The output of the LSA is buffered (Figure 2d ) to isolate the LSA decision nodes from the data-dependent capacitance looking into the DS (Figure 2e) .
The bits stored in the DS are fed into the on-chip digital test backend for in situ processing (Figure 2) . The backend, consisting of synthesized PRBS and pattern generators, snapshots, and counters, gathers bit-error-rate and receiver decision threshold data and exports only statistics off-chip.
IV. MEASURED RESULTS
The monolithically-integrated data receiver was fabricated in a standard 45-nm SOI process, as a part of a flexible electronic-photonic test vehicle. Figure 5 shows two DC photocurrents generated by a 1310-nm wavelength laser, coupled into the chip through a vertical coupler and horizontal waveguide made with front-end body Si. The receiver's threshold is swept using the offset circuitry (Figure 2b ,c) while recording the output decision statistics. Photocurrent values were de-embedded through simulation. Though the receiver was able to detect photocurrent from the PD, a foundry error in the SiGe mask definition limited achievable PD bandwidth. Figure 6a shows the receiver's sensitivity vs frequency for different supply voltages.
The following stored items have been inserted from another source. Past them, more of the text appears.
PR #1062, opened 2018-05-31
Changed the logic for generating keys when sharding.

### LINKED ISSUE #1057: ValueError in _get_range function
### Issue description
Calling `djangae.db.migrations.mapper_library._get_range` with keys `60a1fef9136a4584a1cbf8a3193394b6` and `5e840832631344adb297493a5aade1bc` raises a `ValueError: unichr() arg not in range(0x110000) (wide Python build)` error.

### Steps to reproduce
[See test](https://github.com/andreipetre/djangae/blob/get_range-valueerror/djangae/tests/test_migrations.py#L689).

Traceback or other info

* Djangae version: master@815523c1a1352042b38fa019843452175c021046
* Django version: 1.8.15
* App Engine SDK version: 1.9.57
* Using Cloud SDK: no

### LINKED ISSUE #1060: Migrations skips entities
Hi,

I think there is a bug with Djangae's migrations framework where it will always skip over entities which use a numeric ID and the ID is either very small or very large. **This means that the migrations will not touch all entities.**

I believe migrations works roughly as follows:

- [Call `mapper_library.start_mapping()`][1].
- `mapper_library.start_mapping()` [calls `mapper_library.shard_query()`][2] to get a list of `(start, stop)` key pairs.
- Create a `ShardedTaskManager` entity and [save the list of pairs as `shards_queued`][3].
- `ShardedTaskManager.begin_processing` is [called in a deferred task][4].
- For each `(start, stop)` key pair, `ShardedTaskManager.begin_processing` [fires `ShardedTaskManager.run_shard`][5].
- `ShardedTaskManager.run_shard` queries for entities [filtered by `__key__ >= start` and `__key__ < stop`][6] and applies the desired migration function to each entity.  

The big bug here is in the logic to generate the list of `(start, stop)` key ID pairs that are later used to iterate over all entities. The `shard_query()` function does the following:

- Find the lowest value entity key ID, called `min_id`.
- Find the highest value entity key ID, called `max_id`.
- Use a `__scatter__` query order to get a sample of valid entity keys.
- Add the `min_id` key at the start of the list of valid keys.
- Add the `max_id` key at the end of the list of valid keys.
- Call `_generate_shards()` to get an initial list of `(start, stop)` key pairs.
- More logic to insert additional key pairs until we have at least the desired number of shard pairs (most of the time).

But the `_generate_shards()` function is broken. It is supposed to return a list of pairs where the first item of the first pair is equal to the min_id, and the second item of the last pair is equal to the max_id. This ensures that the later filtering and iterating over entities will include all entities.

Instead the function drops the first and last pair in the sequence of pairs it needs to make.

Quick testing in the shell:

```
>>> from djangae.db.migrations.mapper_library import _generate_shards
>>> keys = [1, 2, 3, 4, 5, 6, 7, 8, 9, 10]
>>> _generate_shards(keys, 1)
[[1, 10]]
>>> _generate_shards(keys, 2)
[]
>>> _generate_shards(keys, 3)
[[4, 8]]
>>> _generate_shards(keys, 4)
[[4, 6], [6, 9]]
>>> _generate_shards(keys, 5)
[[3, 5], [5, 7], [7, 9]]
>>> _generate_shards(keys, 10)
[[1, 2], [2, 3], [3, 4], [4, 5], [5, 6], [6, 7], [7, 8], [8, 9], [9, 10]]
```

In the test, the only time it returns the correct result is when shard_count is 1 or is equal to the number of keys.

I think this probably isn't too difficult to fix, and once fixed a lot of the code to insert extra shards can also be removed.

[1]: https://github.com/potatolondon/djangae/blob/v0.9.11/djangae/db/migrations/operations.py#L98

Sensitivity is measured on a PDconnected receiver (Figure 2g,j) as the width of the transition region ( Figure 5 ) of an optical-0. As clock frequency increases, sensitivity degrades exponentially as predicted by our model due to the decrease in T end . Figure 6b shows the energy-cost of the receiver. The linearity emphasizes the digital design, with power following P digital = f CV 2 DD , keeping the receiver energy-cost ≈ 50f J/b across a range of frequencies. Figure 7 shows the bit-error-rate eye diagram of the receiver when configured with a PD-emulation circuit (Figure 2h ). Clock phase and receiver threshold were swept for a 31-bit PRBS data sequence at 3.5 Gb/s and a supply of 1.1 V, and error statistic were gathered in situ using the digital backend. Clock rates above 3.7 GHz caused the digital testing backend to fail. A die photo is shown in Figure 8 . The chip contains 72 test cells that implement combinations of optical modulators and receivers. Each receiver has a circuit area of 108 μm 2 and PD area of 416 μm 2 .
V. CONCLUSION
Integrated photonics has emerged as an I/O technology that can meet the throughput demands of future many-core processors. In this work, the monolithic integration of the photodetector enables the design of a fully-digital, low-energy receiver with high input sensitivity. A qualitative model of the receiver provides intuition for the impact of different PD integration scenarios on the receiver's sensitivity performance. The sense-amplifier-based latching receiver is shown to operate with μA-sensitivity at 3.5 Gb/s with an energy-efficiency of 52 fJ/b. This work demonstrates the first monolithic electronicphotonic integration in a sub-100-nm standard SOI process.